PR #67959, opened 2023-08-31
It gets hot (Overheat mechanics for energy guns)

John-Candlebury:
#### Summary
Features  "Add overheat mechanics to energy guns."

#### Purpose of change

Energy weapons, with their lack of recoil and generally deep magazines are pretty hard to balance properly, especially as they become more powerfull, since the player can just stand somewhere and turn into a deadly accurate floodlamp of death after a few seconds of aiming.  Overheating is a good way to limit this ability.

Also anything close to a combat pulse laser would make tons of heat as I understand it.

#### Describe the solution

Guns can now define the fields `heat_per_shot` `overheat_threshold` and `cooling_value`  and the faults included here to display safe or potentially deadly overheat effects (which are mostly explained in the fault descriptions themselves). Overall, they can be used to create the standard overheat events of FPS's, cheap guns that melt during sustained fire,  and 40K style exploding plasma rifles.

Includes a demo Plasma gun for Aftershock and the vanilla lasers have been expanded to also overheat (mostly safely).

#### Testing
Used both overheat prone guns and normal ones.

### DIFF
--- a/src/item.cpp
+++ b/src/item.cpp
@@ -6420,9 +6420,9 @@ std::string item::overheat_symbol() const
         case 3:
             return string_format( _( "<color_light_red>\u2585HEAT </color>" ) );
         case 4:
-            return string_format( _( "<color_red>\u2587HEAT! </color>" ) );
+            return string_format( _( "<color_red>\u2587HEAT! </color>" ) ); // NOLINT(cata-text-style)
         case 5:
-            return string_format( _( "<color_pink>\u2588HEAT!! </color>" ) );
+            return string_format( _( "<color_pink>\u2588HEAT!! </color>" ) ); // NOLINT(cata-text-style)
         default:
             return "";
     }
--- a/src/item.cpp
+++ b/src/item.cpp
@@ -138,6 +138,8 @@ static const efftype_id effect_shakes( "shakes" );
 static const efftype_id effect_sleep( "sleep" );
 static const efftype_id effect_weed_high( "weed_high" );
 
+static const fault_id fault_overheat_safety( "fault_overheat_safety" );
+
 static const furn_str_id furn_f_metal_smoking_rack_active( "f_metal_smoking_rack_active" );
 static const furn_str_id furn_f_smoking_rack_active( "f_smoking_rack_active" );
 static const furn_str_id furn_f_water_mill_active( "f_water_mill_active" );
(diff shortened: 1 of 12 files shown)


Raikiri:
Do vanilla laser rifles now overheat or does the change only affect them if aftershock is enabled? I surely hope it applies to vanilla.

Profugo-Barbatus:
Love the sound of this. Now my energy weapons get downgraded to 'free, constrained problem solver' and I still break out the loaded mags and battle rattle if I'm planning to try and get into a mall or the like.

src/item.cpp
```diff
@@ -6397,6 +6402,32 @@ std::string item::dirt_symbol() const
...
+    switch( std::min( 5, static_cast<int>( get_var( "gun_heat",
+                                           0 ) / ( type->gun->overheat_threshold ) * 5.0 ) ) ) {
+        case 1:
+            return "";
+        case 2:
+            return string_format( _( "<color_yellow>\u2583HEAT </color>" ) );
+        case 3:
+            return string_format( _( "<color_light_red>\u2585HEAT </color>" ) );
+        case 4:
+            return string_format( _( "<color_red>\u2587HEAT! </color>" ) );
```
ehughsbaird, line 6423: I believe this is how you can disable that.
```suggestion
            return string_format( _( "<color_red>\u2587HEAT! </color>" ) ); // NOLINT(cata-text-style)
```

ilovehans10:
This makes me think of a mod for another game back in the day (might have been fallout), because they had a similar idea with a little twist.

They had a similar solution to this where laser weapons get hot, but they took it a step further and made it so that before the weapon would totally shut down it would first become inaccurate from heat. The reasoning was that the heat would warp focusing crystals and parts of the gun just enough to make it less accurate before it would just outright stop working. Idk how feasible that idea is, but I thought I should bring it up.

SurFlurer:
Do you think RMES and CMES from mechs are immune from overheating? I guess they should also suffer from it.

John-Candlebury:
Left them out since they have a whole mech attached that can potentially handle that better than just making the gun handheld. 

Afaik you cant fire them independently so I didnt consider adding overheats necessary.

SurFlurer:
> Afaik you cant fire them independently so I didnt consider adding overheats necessary.

 They can be installed on a turret, making an extremely efficient killing machine.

-------

Assigned task:
Would you please return all lines of the data that include the word "cant"?

Response to this exercise:
Afaik you cant fire them independently so I didnt consider adding overheats necessary.
> Afaik you cant fire them independently so I didnt consider adding overheats necessary.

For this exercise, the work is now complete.